Machine Learning with Swift
上QQ阅读APP看书,第一时间看更新

Exporting the model for iOS

In our Jupyter notebook, execute the following code to export the model:

In []: 
import coremltools as coreml 
coreml_model = coreml.converters.sklearn.convert(tree_model, feature_names, 'label') 
coreml_model.author = "Author name goes here..." 
coreml_model.license = "License type goes here ..." 
coreml_model.short_description = "Decision tree classifier for extraterrestrials." 
coreml_model.input_description['data'] = "Extraterrestrials features" 
coreml_model.output_description['prob'] =  "Probability of belonging to class." 
coreml_model.save('DecisionTree.mlmodel') 

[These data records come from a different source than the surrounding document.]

PR #423, opened 2021-07-06
RA-1945: ParserEncounterIntoSimpleObjects to cast concepts to ConceptNumeric where applicable.

icrc-jfigueiredo:
**Ticket:**

https://issues.openmrs.org/browse/RA-1945

**What I have done:**

When ParserEncounterIntoSimpleObjects if we are dealing with an concept that is `numeric` we will cast to `conceptNumeric`

### DIFF
--- a/omod/src/main/java/org/openmrs/module/coreapps/fragment/controller/visit/ParserEncounterIntoSimpleObjects.java
+++ b/omod/src/main/java/org/openmrs/module/coreapps/fragment/controller/visit/ParserEncounterIntoSimpleObjects.java
@@ -136,11 +136,11 @@ public class ParserEncounterIntoSimpleObjects {
             SimpleObject simpleObject = SimpleObject.create("obsId", obs.getObsId());
 
             if (obs.getConcept().isNumeric()) {
-                Boolean integerNumber = false;
+                Boolean isIntegerValue = false;
                 if (!conceptService.getConceptNumeric(obs.getConcept().getConceptId()).isAllowDecimal()) {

The code creates the tree.mlmodel file next to the Jupyter notebook file. This file can contain a single model, a model pipeline (several models chained one after another), or a list of scikit-learn models. According to the documentation, the scikit-learn converter supports the following types of machine learning models:

  • Decision tree learning
  • Tree ensembles
  • Random forests
  • Gradient boosting
  • Linear and logistic regression (see Chapter 5, Association Rule Learning)
  • Support vector machines (several types)

It also supports the following data transformations:

  • Normalizer
  • Imputer
  • Standard scaler
  • DictVectorizer
  • One-hot encoder

Note that you can embed one-hot encoding as a part of pipeline, so you don't need to do it yourself in your Swift code. This is handy, because you don't need to keep track of the proper order of categorical variable levels.

The .mlmodel file can be one of three types: classifier, regressor, or a transformer, depending on the last model in the list, or a pipeline. It is important to understand that there is no direct correspondence between scikit-learn models (or other source framework) and Core ML models that run on a device. Because Core ML sources are closed, we don't know how it operates under the hood, and can't be sure that the model before and after the conversion will produce identical results. This means you need to validate the model after device deployment, to measure its performance and accuracy.